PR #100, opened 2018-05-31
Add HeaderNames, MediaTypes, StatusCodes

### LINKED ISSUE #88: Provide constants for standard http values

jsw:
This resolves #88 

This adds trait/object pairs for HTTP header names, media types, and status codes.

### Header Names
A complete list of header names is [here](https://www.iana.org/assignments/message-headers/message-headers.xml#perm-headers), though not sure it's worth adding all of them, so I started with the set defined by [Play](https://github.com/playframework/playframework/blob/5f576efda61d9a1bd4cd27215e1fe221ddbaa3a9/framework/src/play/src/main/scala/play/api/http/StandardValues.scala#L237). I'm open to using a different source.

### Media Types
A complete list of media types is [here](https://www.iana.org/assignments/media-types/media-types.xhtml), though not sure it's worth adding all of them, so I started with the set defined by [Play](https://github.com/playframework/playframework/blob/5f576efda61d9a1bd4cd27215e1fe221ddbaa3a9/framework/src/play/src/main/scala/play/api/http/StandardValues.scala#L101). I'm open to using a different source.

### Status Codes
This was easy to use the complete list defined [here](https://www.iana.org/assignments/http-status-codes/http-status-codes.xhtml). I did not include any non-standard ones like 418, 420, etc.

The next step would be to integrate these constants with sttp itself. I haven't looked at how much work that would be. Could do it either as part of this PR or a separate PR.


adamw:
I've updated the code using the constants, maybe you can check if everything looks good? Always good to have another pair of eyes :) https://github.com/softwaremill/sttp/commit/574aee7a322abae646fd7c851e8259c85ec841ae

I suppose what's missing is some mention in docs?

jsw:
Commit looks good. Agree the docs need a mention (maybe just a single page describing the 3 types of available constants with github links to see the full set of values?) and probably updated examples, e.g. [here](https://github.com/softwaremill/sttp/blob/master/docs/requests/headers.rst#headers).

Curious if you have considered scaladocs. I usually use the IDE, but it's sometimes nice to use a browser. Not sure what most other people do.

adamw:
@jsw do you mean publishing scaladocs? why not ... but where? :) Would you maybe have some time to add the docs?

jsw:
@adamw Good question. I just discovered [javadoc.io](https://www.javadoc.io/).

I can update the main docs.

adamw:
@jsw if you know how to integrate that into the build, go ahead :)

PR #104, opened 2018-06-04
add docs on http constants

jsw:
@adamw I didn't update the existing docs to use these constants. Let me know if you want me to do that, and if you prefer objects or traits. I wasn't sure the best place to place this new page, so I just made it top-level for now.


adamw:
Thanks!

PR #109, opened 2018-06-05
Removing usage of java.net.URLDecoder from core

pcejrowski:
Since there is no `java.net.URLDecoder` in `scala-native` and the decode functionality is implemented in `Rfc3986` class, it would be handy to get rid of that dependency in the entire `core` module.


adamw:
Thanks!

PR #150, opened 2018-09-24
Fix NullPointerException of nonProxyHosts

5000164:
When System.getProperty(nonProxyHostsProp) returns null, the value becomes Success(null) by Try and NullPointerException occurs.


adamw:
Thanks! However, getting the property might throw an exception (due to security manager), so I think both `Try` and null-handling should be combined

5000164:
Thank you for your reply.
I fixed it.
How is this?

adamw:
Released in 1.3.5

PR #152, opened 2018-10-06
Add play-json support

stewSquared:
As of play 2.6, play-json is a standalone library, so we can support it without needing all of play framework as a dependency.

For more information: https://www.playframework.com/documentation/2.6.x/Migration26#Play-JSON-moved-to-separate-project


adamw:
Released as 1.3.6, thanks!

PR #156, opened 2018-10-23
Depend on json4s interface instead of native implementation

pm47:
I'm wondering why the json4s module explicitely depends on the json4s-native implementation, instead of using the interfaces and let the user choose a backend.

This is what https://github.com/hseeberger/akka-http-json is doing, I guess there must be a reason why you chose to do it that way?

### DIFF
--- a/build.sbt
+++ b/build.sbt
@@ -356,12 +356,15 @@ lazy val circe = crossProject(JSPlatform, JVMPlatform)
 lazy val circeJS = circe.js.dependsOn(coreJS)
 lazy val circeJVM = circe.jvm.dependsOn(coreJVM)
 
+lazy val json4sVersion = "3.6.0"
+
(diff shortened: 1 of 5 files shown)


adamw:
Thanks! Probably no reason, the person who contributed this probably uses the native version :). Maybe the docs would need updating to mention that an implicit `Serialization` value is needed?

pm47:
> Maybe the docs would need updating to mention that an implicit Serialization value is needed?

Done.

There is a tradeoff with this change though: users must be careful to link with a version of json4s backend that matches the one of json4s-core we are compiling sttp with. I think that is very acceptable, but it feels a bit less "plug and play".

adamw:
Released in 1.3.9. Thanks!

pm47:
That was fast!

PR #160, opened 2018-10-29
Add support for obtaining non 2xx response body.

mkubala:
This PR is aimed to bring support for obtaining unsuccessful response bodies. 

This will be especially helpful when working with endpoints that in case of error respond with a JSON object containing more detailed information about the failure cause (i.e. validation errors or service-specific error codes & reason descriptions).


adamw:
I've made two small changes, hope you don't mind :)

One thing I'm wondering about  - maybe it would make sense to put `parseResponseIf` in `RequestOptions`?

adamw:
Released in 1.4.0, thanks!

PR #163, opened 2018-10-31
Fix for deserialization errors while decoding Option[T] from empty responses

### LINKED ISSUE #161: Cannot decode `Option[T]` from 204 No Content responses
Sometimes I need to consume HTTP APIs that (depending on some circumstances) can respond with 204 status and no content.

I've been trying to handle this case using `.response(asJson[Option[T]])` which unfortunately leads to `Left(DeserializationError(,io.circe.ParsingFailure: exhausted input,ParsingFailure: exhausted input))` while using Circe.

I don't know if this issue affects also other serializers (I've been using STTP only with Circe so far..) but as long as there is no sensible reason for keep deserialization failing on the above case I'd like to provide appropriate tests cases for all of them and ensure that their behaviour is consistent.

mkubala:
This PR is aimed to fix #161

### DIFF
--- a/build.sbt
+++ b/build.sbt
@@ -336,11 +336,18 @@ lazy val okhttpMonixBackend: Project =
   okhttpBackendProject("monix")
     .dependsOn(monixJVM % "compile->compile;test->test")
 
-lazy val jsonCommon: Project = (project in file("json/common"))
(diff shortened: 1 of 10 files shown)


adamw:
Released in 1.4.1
****
● **Aim of the task**: Reproduce, word for word and in full, only the lines above that start at the line with "Add play-json support" and run through the line with "I'm wondering why", both ends included.

● **Task output**:
Add play-json support

stewSquared:
As of play 2.6, play-json is a standalone library, so we can support it without needing all of play framework as a dependency.

For more information: https://www.playframework.com/documentation/2.6.x/Migration26#Play-JSON-moved-to-separate-project


adamw:
Released as 1.3.6, thanks!

PR #156, opened 2018-10-23
Depend on json4s interface instead of native implementation

pm47:
I'm wondering why the json4s module explicitely depends on the json4s-native implementation, instead of using the interfaces and let the user choose a backend.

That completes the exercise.